Talking about Transgender

In the province of the mind, what one believes to be true either is true or becomes true.
-John Lilly

“Because I said so” often means “I have no good argument”, or “My position is so flimsy I can’t afford to let it be challenged, so shut up!”

I’m a Dad, so I should know. I’ve used that line more than once, usually when I’ve been too impatient to explain myself, or irritated because my sons wanted me to defend whatever I just told them to do.

Regardless, the “I said it, that’s why!” approach doesn’t fly too well in most adult interactions. Just try it the next time you’re standing in line at the bank. When the teller says, “Who’s next?”, even though there are three people in front of you, try saying “I am, because I said so.” The reaction you’ll get from those three will be well deserved.

Granted, some things are and should be determined subjectively, according to what we feel or think. When it comes to whether or not I’m happy, whether or not I like yogurt, or whether or not I’m convinced of something, you don’t have much more than my word to go on. So in those instances, if I said it, case closed.

But when it comes to observable fact versus internal feelings or perceptions, fact wins. At least, it should.

Yet it’s losing big time in our national debates over gender identity. Laws protecting access of anatomical males to women’s facilities, or vice-versa, require no more than self-identification from the individual wanting access. Therefore, “I want to use the women’s room because I perceive myself as female” is all it takes for an adult with male parts to enter what was once strictly a female domain.

Our objections to this are largely fueled by concerns for the safety of women and girls. (We’ll discuss more about the protection of natural modesty in tomorrow’s post) But they’re also fueled by the underlying assumption these laws make, which is that a person’s sex can be determined by what she or he feels, as opposed to what her or his body plainly states. 

Is it Rational?

A few years ago, when Barbara Walters interviewed a therapist who both treated and encouraged a transsexual boy to embrace his female identity, the therapist admitted:

“I cannot say he is a girl … I can’t say biologically, chromosomally (that the boy is female.)” Yet she went on to insist that if the boy is female according to his own intuitions, then that’s enough.

Bruce Jenner, declaring himself female and adopting the name “Caitlyn”, expressed a similar disconnect between fact and perception when he told Diane Sawyer:

“For all intents and purposes, I am a woman…I was not genetically born that way and as of now I have all the male parts… But I still identify as female.”

When genes, biology, and chromosomes take a back seat to a boy’s intuitions or a grown man’s identification, it’s hard not to conclude that rational thought has been ejected to the back seat as well.

“The Emperor is Naked!” (And a Surprising Variety of Voices Agree)

Dr.

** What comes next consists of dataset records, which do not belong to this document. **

PR #152, opened 2026-07-02
Update rules for logical/control variables

### LINKED ISSUE #101: Rules for "flag", "index", and other similar control variables

mkavulich:
## Description
Update the rules for logical and control variables to distinguish what prefixes are allowed and when they should be used, based on [the proposal](https://github.com/ESCOMP/ESMStandardNames/issues/101#issuecomment-3169185309) in Issue #101. Also update a few standard names based on these rules.

This PR would supersede #149 

## Issues
Resolves #101


mkavulich:
@nusbaume When you get a chance, can you look at this and see if it's a good substitute for your #149?

climbfuji (approved):
I am ok with this. There is always going to be some ambiguity what to use, but hopefully the rules PLUS existing names in the dictionary will help.

nusbaume:
Thanks for the PR @mkavulich!  I'm happy with this replacing my previous PR. 

With regards to the standard names, was there a reason why `flag_for_` was chosen over `is_`?  I personally find `is_` to be clearer, especially when `do_` is also allowed (as one is for a given state or condition, while the other is to indicate a specific action, and both make it clear as to what a `.true.` value means).  However I could certainly be convinced otherwise if people have reasons they prefer `flag_for_`.  Thanks!

mkavulich:
@nusbaume You bring up a good point; `is_` is more analogous to `do_` in the context of the definitions I proposed in this PR, and also feels naturally less ambiguous. It would also have the advantage of making names shorter. I have updated my PR accordingly.

@climbfuji Since you already provided a review, are you okay with this change?

climbfuji:
> @nusbaume You bring up a good point; `is_` is more analogous to `do_` in the context of the definitions I proposed in this PR, and also feels naturally less ambiguous. It would also have the advantage of making names shorter. I have updated my PR accordingly.
> 
> @climbfuji Since you already provided a review, are you okay with this change?

I don't have a strong opinion on this one, happy with @nusbaume's suggestion. As long as we - at some point - start using those names in the host models!

nusbaume (approved):
Thanks all!  I'm happy with this PR now.

Issue #153, opened 2026-07-02
Possible ambiguity of `wind_from_direction_at_surface` regarding degrees


svahl991:
The name `wind_from_direction_at_surface` has units of degrees, and the description says "Direction, from north, of wind speed closest to surface". 

The `_at_surface` part of the name has ambiguities, but those are being discussed in #151, and are not the point of this issue.

The question I have here is about the orientation of the degrees. Does a wind blowing out of the south, towards the north, have a direction of zero degrees or 180 degrees? Is a west-to-east wind 90 degrees or 270? I think the answers are 180 and 270, but it seems like it's possible for there to be some confusion on this, and it would be nice to make it more explicit in the description.

svahl991:
Tagging @rajichidamb on this issue since we discussed looking into the standard that CRTM uses for this, as it appears to be opposite the standard meteorological definition.

dudhia:
Yes 180 and 270.
Also I prefer wind_direction over wind_from_direction which sounds a bit awkward. I guess they are trying to avoid ambiguity, but the meaning of wind direction is quite standard.

rajichidamb:
Talked to BenjaminTJohnson, confirmed that in CRTM the wind direction from South to North corresponds to zero degrees and is following the Oceanographic standard definition.

mkavulich:
The CF names have two definitions for wind direction (differences in *italics*, important definition in **bold**):

1. `wind_from_direction`: Wind is defined as a two-dimensional (horizontal) air velocity vector, with no vertical component. (Vertical motion in the atmosphere has the standard name upward_air_velocity.) In meteorological reports, the direction of the wind vector is usually (but not always) given as the direction from which it is blowing (wind_from_direction) (westerly, northerly, etc.). In other contexts, such as atmospheric modelling, it is often natural to give the direction in the usual manner of vectors as the heading or the direction to which it is blowing (wind_to_direction) (eastward, southward, etc.) *"from_direction" is used in the construction X_from_direction* and indicates the direction *from which the velocity vector of X is coming.*
[...]

PR #155, opened 2026-07-23
Improve definitions and usage of "surface" vs "surface_adjacent_layer" for wind variables, as well as "direction"

### LINKED ISSUE #151: Confusion about wind_speed_at_surface variants
I was wondering if we could get some clarity on the meaning of some of the wind names in the standard. The standard contains `eastward_wind_at_surface` and `eastward_wind_at_10m`. It does _not_ contain `eastward_wind_at_surface_adjacent_layer`. (Although other variables have `*at_surface_adjacent_layer` variants. ) 

The standard also contains `ratio_of_wind_at_surface_adjacent_layer_to_wind_at_10m`. Is `eastward_wind_at_surface` equivalent to `eastward_wind_at_surface_adjacent_layer`? And thus `eastward_wind_at_surface` times `ratio_of_wind_at_surface_adjacent_layer_to_wind_at_10m` is equal to `eastward_wind_at_10m`? 

If this is not correct, then what is the difference between `eastward_wind_at_surface` and `eastward_wind_at_10m`? 

We had a lot of confusion and discussion about this at a recent JEDI code sprint.

mkavulich:
## Description
As discussed in issues #151 and #153, there are shortcomings in both the names and definitions surrounding near-surface wind. This PR implements the changes discussed in those issues:

 - `wind_at_surface` variables are now `wind_at_surface_adjacent_layer`
 - We now have `wind_to_direction` in addition to `wind_from_direction`
 - `direction` is given a definition in the rules

## Issues
Resolves #151, #153

### DIFF
--- a/Metadata-standard-names.md
+++ b/Metadata-standard-names.md
@@ -601,10 +601,12 @@ Variables defining or relating to timing, dates, calendar, and related concepts
     * `real`: units = kg kg-1
 * `water_vapor_mixing_ratio_wrt_moist_air_two_timesteps_back`: Specific humidity (water vapor mass mixing ratio with respect to moist air) two timesteps back
     * `real`: units = kg kg-1
-* `wind_from_direction_at_surface`: Direction, from north, of wind speed closest to surface
+* `wind_from_direction_at_surface_adjacent_layer`: Direction (clockwise from north) wind vector is pointing away from, at the layer closest to surface.
     * `real`: units = degrees
-* `wind_speed_at_surface`: Scalar wind speed closest to surface
+* `wind_speed_at_surface_adjacent_layer`: Scalar wind speed at layer closest to surface
     * `real`: units = m s-1
+* `wind_to_direction_at_surface_adjacent_layer`: Direction (clockwise from north) wind vector is pointing towards at the layer closest to surface.
+    * `real`: units = degrees
 * `x_wind`: Horizontal wind in a direction perpendicular to y_wind
     * Equivalent CF name: `x_wind`
     * `real`: units = m s-1
--- a/Metadata-standard-names.md
+++ b/Metadata-standard-names.md
@@ -470,7 +470,7 @@ Variables defining or relating to timing, dates, calendar, and related concepts
     * `real`: units = m s-1
 * `eastward_wind_at_10m`: Wind vector component at 10 meters above surface, positive when directed eastward
     * `real`: units = m s-1
-* `eastward_wind_at_surface`: Wind vector component closest to surface, positive when directed eastward
+* `eastward_wind_at_surface_adjacent_layer`: Wind vector component at layer closest to surface, positive when directed eastward
     * `real`: units = m s-1
 * `geopotential_at_interfaces`: Geopotential at interfaces
     * `real`: units = m2 s-2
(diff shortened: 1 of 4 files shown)


jianjunj:
@mkavulich   Can you confirm that "wind_at_surface_adjacent_layer" is "wind at the lowest model layer" ?

jianjunj:
> @mkavulich Can you confirm that "wind_at_surface_adjacent_layer" is "wind at the lowest model layer" ?

I see.  It is.

svahl991 (commented):
Could we also look to see which wind `*_at_surface_adjacent_layer` names do not have a corresponding `*_at_10m` name, and add them where necessary? Then they're there if/when we need them.

svahl991:
> @mkavulich Can you confirm that "wind_at_surface_adjacent_layer" is "wind at the lowest model layer" ?

FWIW, I've encountered someone else who finds the "surface adjacent layer" wording more confusing than "lowest model layer". Personally, I don't have a problem with either one, and think both are better than the "at surface" being replaced. I don't know if I consider it worth changing, but I thought I'd mention it.
https://github.com/JCSDA-internal/ufo/issues/4313#issuecomment-5352176745

svahl991:
Tagging @ClaraDraper-NOAA @BenjaminRuston @BenjaminTJohnson  @mikecooke77

mkavulich:
@svahl991 I'm unable to view the JCSDA internal repository, so let me know if there's any specific context I'm missing. 

The `surface_adjacent_layer` wording has been in use for many years in CCPP, so I'm hesitant to change it without thorough discussion, but I won't reject the idea offhand. Expanding my usual "atmospheric thinking" into the ocean I can see how there may be some strangeness/ambiguity there, since any modeling system that incorporates information underneath the surface would have a different definition of "surface-adjacent" than the atmosphere does. And in fact it seems that we already have at least one standard name that deviates from this standard: `mass_content_of_water_in_top_soil_layer`.  I am not sure if there are any individual models that might incorporate layers both above and below the surface, but if that existed that would for sure be a deal-breaker for keeping the current wording.

That said, I can also envision scenarios where "surface-adjacent layer" is *not* synonymous with "bottom layer of atmosphere". For example, an atmospheric state interpolated to pressure coordinates can easily have "layers" that are below the physical surface (I clearly remember this scenario giving me fits in my masters thesis work!). In that case, if we did decide to change the wording, something like "atmospheric layer immediately above the surface" would be required. 

I will bring this up for wider discussion at next week's meeting.

svahl991:
To be clear, I realize changing the `surface_adjacent_layer` terminology would be a pretty big change, and I personally don't think it's worth it, and feel the wording is clear enough, and there are much bigger fish to fry.

But here's the PR comment you couldn't follow the link to. It came in the context of a discussion of making the name changes that are in this PR within JEDI code. It was similar to @jianjunj above, so I just wanted to mention it.
> To be frank, wind_speed_at_surface_adjacent_layer (unclear what "surface adjacent" means) is confusing to me as well.
Is it just the "wind_speed" at the lowest model level?
Then, will wind_speed_at_lowest_model_level be more clear?

climbfuji (approved):
I support this change based on
- `at_surface_adjacent_layer` is much clearer and more meaningful than `at_surface`
- `at_surface_adjacent_layer` already exists in the repository (x_wind, y_wind)
- `layer` and `interfaces` are already being used to discriminate between half and full levels, whereas the term `model level` has intentionally been dropped to avoid ambiguity

mkavulich:
@svahl991 I'll give you a few days to respond since I know you're on vacation, but unless you still have objections I'll go ahead and merge this per this week's discussion.

svahl991:
Before merging, can you add the corresponding `*_at_10m` variants for the variables that are missing them? I think the variables that need them are `x_wind`, `y_wind`, `wind_speed`, `wind_from_direction`, and `wind_to_direction`. I know we have need of the 10m winds for speed and direction in JEDI. I don't know if the 10m x/y winds are needed anywhere or not.

mkavulich:
@svahl991 Those names are now added, sorry I do remember now that you had requested those earlier.

climbfuji (approved):

svahl991 (approved):
Thank you!

PR #443, opened 2024-04-17
FAQ answer for instance failure

### LINKED ISSUE #440: Question: What happens if a spegel node is down?

If a spegel node goes down, then the images stored on it will be unreachable.

Does spegel distribute the images on several hosts, so that an outage of one node does not have an impact?

I read the docs, forgive me if I was blind, but I found nothing about redundant storage of images.

A new part in the documentation which explains what happens if a spegel node is down would be great.

If the answer is "there is no redundancy. If one node goes down, then these image need to be fetched from upstream again", then it is also fine (and  should be part of the docs).

bittrance:
An attempt to explain how the pulling client is affected by a spegel instance failing.

Fixes #440.


phillebaba (approved):
Very detailed explanation of the worst case scenarios.

PR #449, opened 2024-04-20
Replace zapr with slog

phillebaba:
Slog solves all the feature requirements that we so no need to keep zapr.


bittrance (approved):
Indeed, I had a look at logging yesterday and I came to a similar conclusion. I also think that for a focused binary such as spegel, the traditional debug/info/warn/error logging hierarchy works better than the 1-10 scale that logr exposes. I would recommend removing logr and depending on slog directly.

phillebaba:
I would like to remove logr in the future but the issue is that I do like the fact that it is possible to keep the logging object in the context. This is obviously not something that everyone thinks is a good idea. I just think that it is better than a global logger.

Paul McHugh, Distinguished Service Professor of Psychiatry at Johns Hopkins Hospital, seems to agree. Noting that John Hopkins has stopped performing sex-change surgery because sex change is, in his own words, “biologically impossible”, he goes on to say:

“This intensely felt sense of being transgendered constitutes a mental disorder in two respects. The first is that the idea of sex misalignment is simply mistaken – it does not correspond with physical reality. The second is that it can lead to grim psychological outcomes.”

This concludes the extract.